Clonal pathogens RsRNAV01 and RsRNAV06 were observed at a magnification of ×1,000 with an Olympus BX50 epifluorescence microscope after staining with DAPI (4′,6-diamidino-2-phenylindole) or SYBR Gold (Molecular Probes) by a method described previously (3, 39).

Storage test.

An exponentially growing culture of R. setigera S3 was inoculated with RsRNAV01 and incubated for 5 days under the conditions given above. The titer of the resultant fresh lysate was then estimated by the extinction dilution method, and an aliquot of the lysate was kept at 4°C in the dark. Titration was also conducted after 17 days of storage to verify the stability of the pathogen.

Analysis of RsRNAV nucleic acid and protein.
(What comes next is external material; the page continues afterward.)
PR #12370, opened 2024-05-14
refactor(suite-native): passphrase screen

juriczech:
## Description
Unify screen styles across passphrase flow. No screenshots or issue attached as this is just simple refactor and results are identical to previous version, just more maintainable and with less code.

Four hundred fifty milliliters of exponentially growing R. setigera S2 (7.8 × 103 ml−1) was inoculated with 22.5 ml of RsRNAV01 or RsRNAV06 (~107 infectious units ml−1) and lysed. The resulting lysates were centrifuged at 4,500 × g for 10 min at 4°C, and then the supernatants were sequentially passed through 8.0-, 0.8-, and 0.2-μm-pore-size filters to remove cellular debris. Polyethylene glycol 6000 (Wako Co., Ltd.) was added to the filtrates to obtain a final concentration of 10% (wt/vol), and then the resulting suspension was stored at 4°C in the dark overnight. After centrifugation at 57,000 × g for 1.5 h, the viral pellet was washed with 10 mM phosphate buffer and again centrifuged at 217,000 × g for 4 h to collect the virus particles; they were then resuspended in 500 μl of TE buffer (10 mM Tris-HCl [pH 8.0] and 1 mM EDTA in distilled water). The viral pellet was treated with proteinase K (1 mg ml−1; Nippon Gene Co., Ltd) and sarcosyl (1%; International Technologies, Inc.) in TE buffer at 55°C for 1.5 h. Nucleic acids were extracted with phenol-chloroform and digested for 1 h with RNase A (Nippon Gene Co., Ltd.) (final concentration, 0.1 μg μl−1) at 37 or 98°C or with DNase I (Promega Co., Ltd.) (final concentration, 0.2 μg μl−1) at 37°C. RNase A treatment at 37°C digests single-stranded RNA (ssRNA) but not double-stranded RNA (dsRNA), while dsRNA denatures into ssRNA at 98°C and thus it digestible with RNase A. Nucleic acid extraction mixtures held on ice without enzymatic treatment served as controls. A formaldehyde-agarose gel (1%; 15 × 20 cm) (Seakem Gold Agarose; BMA Inc.) was loaded with 20 μl of nucleic acid and electrophoresed at 50 V for 14.5 h. Nucleic acids were visualized by SYBR Green II staining (Molecular Probes, Inc.).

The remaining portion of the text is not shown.